◆ Your task ◆
Gather all lines from the material that contain the word "real".

◆ Records for this exercise ◆
+--
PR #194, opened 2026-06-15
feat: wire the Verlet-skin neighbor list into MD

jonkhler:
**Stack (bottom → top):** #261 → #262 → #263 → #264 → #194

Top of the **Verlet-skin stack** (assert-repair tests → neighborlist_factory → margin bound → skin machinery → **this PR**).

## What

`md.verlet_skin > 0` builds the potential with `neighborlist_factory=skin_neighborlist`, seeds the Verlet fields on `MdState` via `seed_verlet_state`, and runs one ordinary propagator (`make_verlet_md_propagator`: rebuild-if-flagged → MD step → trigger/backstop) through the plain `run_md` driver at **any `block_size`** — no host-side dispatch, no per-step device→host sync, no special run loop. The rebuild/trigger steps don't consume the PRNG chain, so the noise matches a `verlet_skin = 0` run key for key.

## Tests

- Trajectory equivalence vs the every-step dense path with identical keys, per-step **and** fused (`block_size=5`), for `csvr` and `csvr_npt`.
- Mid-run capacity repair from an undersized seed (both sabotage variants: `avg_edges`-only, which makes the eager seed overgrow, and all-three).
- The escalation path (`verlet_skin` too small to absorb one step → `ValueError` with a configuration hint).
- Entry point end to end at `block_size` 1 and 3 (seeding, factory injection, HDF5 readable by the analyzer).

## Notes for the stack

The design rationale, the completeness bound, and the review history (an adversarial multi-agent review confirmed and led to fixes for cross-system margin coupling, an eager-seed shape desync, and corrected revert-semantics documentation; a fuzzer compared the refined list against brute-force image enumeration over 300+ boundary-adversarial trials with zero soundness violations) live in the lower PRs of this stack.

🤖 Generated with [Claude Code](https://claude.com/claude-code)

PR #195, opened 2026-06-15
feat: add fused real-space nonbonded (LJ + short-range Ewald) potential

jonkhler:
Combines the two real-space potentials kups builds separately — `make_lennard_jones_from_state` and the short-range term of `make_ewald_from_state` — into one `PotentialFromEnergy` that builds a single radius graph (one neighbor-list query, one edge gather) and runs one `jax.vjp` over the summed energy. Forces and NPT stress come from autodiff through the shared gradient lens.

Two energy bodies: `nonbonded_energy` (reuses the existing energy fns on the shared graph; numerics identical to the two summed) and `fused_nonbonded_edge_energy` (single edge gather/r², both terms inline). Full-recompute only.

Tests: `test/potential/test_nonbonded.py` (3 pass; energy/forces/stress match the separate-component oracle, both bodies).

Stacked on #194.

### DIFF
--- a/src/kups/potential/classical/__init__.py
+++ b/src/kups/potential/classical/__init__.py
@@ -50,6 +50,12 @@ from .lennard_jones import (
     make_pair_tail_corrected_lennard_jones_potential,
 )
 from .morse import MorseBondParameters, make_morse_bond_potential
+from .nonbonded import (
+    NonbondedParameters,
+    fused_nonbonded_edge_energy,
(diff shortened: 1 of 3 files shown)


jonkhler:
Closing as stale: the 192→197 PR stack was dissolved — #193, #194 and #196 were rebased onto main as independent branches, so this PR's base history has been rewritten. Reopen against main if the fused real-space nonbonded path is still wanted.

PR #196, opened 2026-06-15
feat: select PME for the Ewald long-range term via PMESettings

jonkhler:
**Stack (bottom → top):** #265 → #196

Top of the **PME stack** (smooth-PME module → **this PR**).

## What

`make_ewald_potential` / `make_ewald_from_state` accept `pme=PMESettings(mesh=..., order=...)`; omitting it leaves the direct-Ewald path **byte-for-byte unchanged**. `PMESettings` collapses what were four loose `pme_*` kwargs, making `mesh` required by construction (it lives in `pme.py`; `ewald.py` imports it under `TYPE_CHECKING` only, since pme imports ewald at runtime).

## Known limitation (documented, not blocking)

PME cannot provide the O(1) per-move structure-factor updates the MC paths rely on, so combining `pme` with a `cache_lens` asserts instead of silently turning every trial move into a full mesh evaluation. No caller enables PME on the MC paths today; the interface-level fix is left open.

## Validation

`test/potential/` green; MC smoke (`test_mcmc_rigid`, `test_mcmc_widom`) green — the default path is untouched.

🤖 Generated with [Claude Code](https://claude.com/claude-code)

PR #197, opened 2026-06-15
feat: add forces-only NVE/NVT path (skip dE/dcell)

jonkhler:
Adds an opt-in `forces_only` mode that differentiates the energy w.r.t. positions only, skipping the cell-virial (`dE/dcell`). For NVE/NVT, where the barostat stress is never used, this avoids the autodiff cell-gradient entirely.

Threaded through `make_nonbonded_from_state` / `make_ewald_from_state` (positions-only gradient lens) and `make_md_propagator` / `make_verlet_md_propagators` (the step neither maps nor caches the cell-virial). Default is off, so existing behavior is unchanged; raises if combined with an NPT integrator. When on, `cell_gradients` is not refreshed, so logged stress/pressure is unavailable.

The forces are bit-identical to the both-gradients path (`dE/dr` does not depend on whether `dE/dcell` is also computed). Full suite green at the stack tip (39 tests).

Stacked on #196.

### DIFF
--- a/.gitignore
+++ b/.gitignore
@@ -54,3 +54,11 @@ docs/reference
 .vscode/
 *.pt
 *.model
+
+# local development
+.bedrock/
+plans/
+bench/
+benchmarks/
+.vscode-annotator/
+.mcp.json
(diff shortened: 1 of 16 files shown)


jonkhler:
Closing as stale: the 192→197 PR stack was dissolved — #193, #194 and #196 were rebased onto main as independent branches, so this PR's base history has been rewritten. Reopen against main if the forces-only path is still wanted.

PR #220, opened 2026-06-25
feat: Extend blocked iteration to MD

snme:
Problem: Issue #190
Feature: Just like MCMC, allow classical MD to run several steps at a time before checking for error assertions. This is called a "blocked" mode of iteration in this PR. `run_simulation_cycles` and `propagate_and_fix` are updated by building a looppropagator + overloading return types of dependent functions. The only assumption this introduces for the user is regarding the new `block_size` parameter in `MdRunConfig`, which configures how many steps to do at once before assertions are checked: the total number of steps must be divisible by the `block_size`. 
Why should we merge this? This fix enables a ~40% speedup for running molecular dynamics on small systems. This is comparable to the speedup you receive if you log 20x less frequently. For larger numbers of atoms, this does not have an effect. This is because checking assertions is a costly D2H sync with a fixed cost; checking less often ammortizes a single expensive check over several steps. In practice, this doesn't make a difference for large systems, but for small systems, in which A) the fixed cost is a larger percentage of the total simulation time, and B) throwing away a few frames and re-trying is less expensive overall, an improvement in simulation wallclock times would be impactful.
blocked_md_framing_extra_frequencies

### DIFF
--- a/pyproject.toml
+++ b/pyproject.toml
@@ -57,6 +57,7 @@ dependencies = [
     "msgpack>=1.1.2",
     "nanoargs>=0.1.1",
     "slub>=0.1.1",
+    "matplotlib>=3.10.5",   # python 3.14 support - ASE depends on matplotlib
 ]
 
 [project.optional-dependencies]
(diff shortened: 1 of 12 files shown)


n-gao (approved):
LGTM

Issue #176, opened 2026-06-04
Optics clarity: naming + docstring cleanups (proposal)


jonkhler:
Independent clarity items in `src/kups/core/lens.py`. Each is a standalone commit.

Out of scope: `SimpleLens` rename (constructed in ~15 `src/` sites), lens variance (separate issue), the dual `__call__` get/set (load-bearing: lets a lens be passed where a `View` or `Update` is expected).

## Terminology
+--
◆ Result of this exercise ◆
feat: add fused real-space nonbonded (LJ + short-range Ewald) potential
Combines the two real-space potentials kups builds separately — `make_lennard_jones_from_state` and the short-range term of `make_ewald_from_state` — into one `PotentialFromEnergy` that builds a single radius graph (one neighbor-list query, one edge gather) and runs one `jax.vjp` over the summed energy. Forces and NPT stress come from autodiff through the shared gradient lens.
Closing as stale: the 192→197 PR stack was dissolved — #193, #194 and #196 were rebased onto main as independent branches, so this PR's base history has been rewritten. Reopen against main if the fused real-space nonbonded path is still wanted.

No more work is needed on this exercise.